Lengths and other dimensions can be specified in absolute units (ex. 40mm
) or they can reference named user-defined parameters from the Modify->"Change parameters" menu.
Following Nathan's tutorial, I created a sketch for an example press-fit object. I drew everything with manually-specified dimensions at first to get a sense for the interface. I learned it is helpful to have a computer mouse with a middle button for being able to enter orbit view to spin a part around.
I drew center lines along one axis as instructed in the tutorial and then made a copy and rotated them 90º for the other axis. It turns out copying may break dimension inheritance. When I created a 3D extrusion of my sketch, the part looked great. Next I wanted to parameterize the model, so I re-entered sketch mode and set a few parameters for overall dimension, slot width and depth, etc. My first centerlines scaled with the model as they (apparently) had a midpoint-of-other-line position constrained, however my rotated lines lacked such a constraint and if the shape were scaled in the other axis the center lines would remain stationary and not scale with the rest of the object. I was able to get the model to work by creating a circular array copy of the center lines, with two copies, rotated 90º, and centered on a circle in the shape. Doing that seemed to create the right constraints without intervention and parameterization worked fine. One minor annoyance in relation to the old CAD software I've used is that circular copy ("polar array") operations seem to require a circle or arc in Fusion 360; I have not yet found a way to create a polar array around a single point.
The parameterization worked well, and I created a part that could be scaled in X or Y dimension, or material thickness, and the interlocking notches would scale appropriately to function without interference, using the shorter side of the part as the limiting value. This was possible because Fusion 360 supports a few mathematical functions in its parameter definitions. I only used min()
and basic arithmetic operators in my parameters.
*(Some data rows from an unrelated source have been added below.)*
Issue #585, opened 2024-03-16
[FEATURE] Invistigate combining all default files into one file


amitgalitz:
### Is your feature request related to a problem?
After adding additional 20-30 use cases, it would be good to re-evaluate if we want all the use case defaults to be in one file that has them all in a nested object or to continue with the separate file for each default use case approach.

PR #588, opened 2024-03-18
Adding new use cases

amitgalitz:
### Description
This PR mainly adds a few new use cases, including there defaults and templates.
Additionally:
1. Changed neural sparse step required fields based on new upgrades made in 2.12 so only name, version and format is required
2. Added some extra escaping logic in substitution so i can handle substituting in complicated painless script
3. Added logic in create pipeline step to escape " of an array.

Some open questions:
1. I have quite a few templates that are very similar cause of slight changes in connectors, should I keep it that way for 2.13 or potentially have connectors get made with fields that are never used and that look like this: 
`"post_process_function": "${{create_connector.actions.post_process_function}}"`
I was thinking it might confuse customers and not be the cleanest look.

2. For some of the more nested param I want users to have control over like the mapping and processors the keys were getting pretty nested so I tried to limit them but then it might not be as consistent. Let me know if you think this can be improved. Another potential solution is to just have the key be ${{node_id.last-field-name}} or two fields back incase they are the same like in hybrid-template. 

for example now I have: 
`"${{normalization-processor.combination.technique}}"` and `"${{normalization-processor.normalization.technique}}"`.

this could be changed to `"${{create_search_pipeline.combination.technique}}"` and `"${{create_search_pipeline.normalization.technique}}"`

other fields like: `"text_embedding.field_map.input"` will change to `"create_ingest_pipeline.field_map.input"`

other option is keeping as is or having the full path in dot form

### Issues Resolved


dbwiddis (approved):

src/main/resources/defaults/multi-modal-search-defaults.json
```diff
@@ -0,0 +1,15 @@
...
+    "create_ingest_pipeline.model_id": "123",
+    "create_ingest_pipeline.embedding": "vector_embedding",
+    "text_image_embedding.field_map.text": "image_description",
+    "text_image_embedding.field_map.image": "image_binary",
+    "create_index.name": "my-multimodal-nlp-index",
+    "create_index.settings.number_of_shards": 2,
+    "text_image_embedding.field_map.output.dimension": 1024,
+    "create_index.mappings.method.engine": "lucene",
+    "create_index.mappings.method.name": "hnsw"
+}
```
owaiskazi19, line 15: This is the reason we should address https://github.com/opensearch-project/flow-framework/issues/585. Multiple files for just defaults.

build.gradle
```diff
@@ -180,7 +180,6 @@ dependencies {
 
     // ZipArchive dependencies used for integration tests
     zipArchive group: 'org.opensearch.plugin', name:'opensearch-ml-plugin', version: "${opensearch_build}"
-
```
owaiskazi19, line 183: So spotless removed it again? Weird

owaiskazi19 (approved):
Great work @amitgalitz! This feature would widen our plugin's use cases.

build.gradle
amitgalitz: this time while testing I actually added:
```
    zipArchive group: 'org.opensearch.plugin', name:'opensearch-knn', version: "${opensearch_build}"
        zipArchive group: 'org.opensearch.plugin', name:'neural-search', version: "${opensearch_build}"
```
a bunch of times, maybe in the end after I removed it just kept line deleted

src/main/resources/defaults/bedrock-titan-embedding-defaults.json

Next I will explore creating assemblies of multiple copies of the part I created previously, as well as explore whether Fusion can implicitly pin parameters to some other dimension in a drawing without explicitly defining the relationship. I'll also design a press-fit object of my own!
Other potential final project ideas
- A "smart" microcentrifuge tube rack for automated fluid handling where a human is the robot. The racks could use basic light sensors to detect the position of tubes, presence/absence of fluid, and signal the user which tube to interact with next. Racks could interlock mechanically and electrically to form larger work surfaces.
Dietz, P., Yerazunis, W., & Leigh, D. (2003). Very Low-Cost Sensing and Communication Using Bidirectional LEDs. In A. K. Dey, A. Schmidt, & J. F. McCarthy (Eds.), UbiComp 2003: Ubiquitous Computing (2nd ed., Vol. 2864, pp. 175–191). Berlin, Heidelberg: Springer Berlin Heidelberg. http://doi.org/10.1007/978-3-540-39653-6_14
- An Internet-connected treat dispenser for my cat, Midnight. It's a solved problem, but my cat won't complain about wheel reinvention.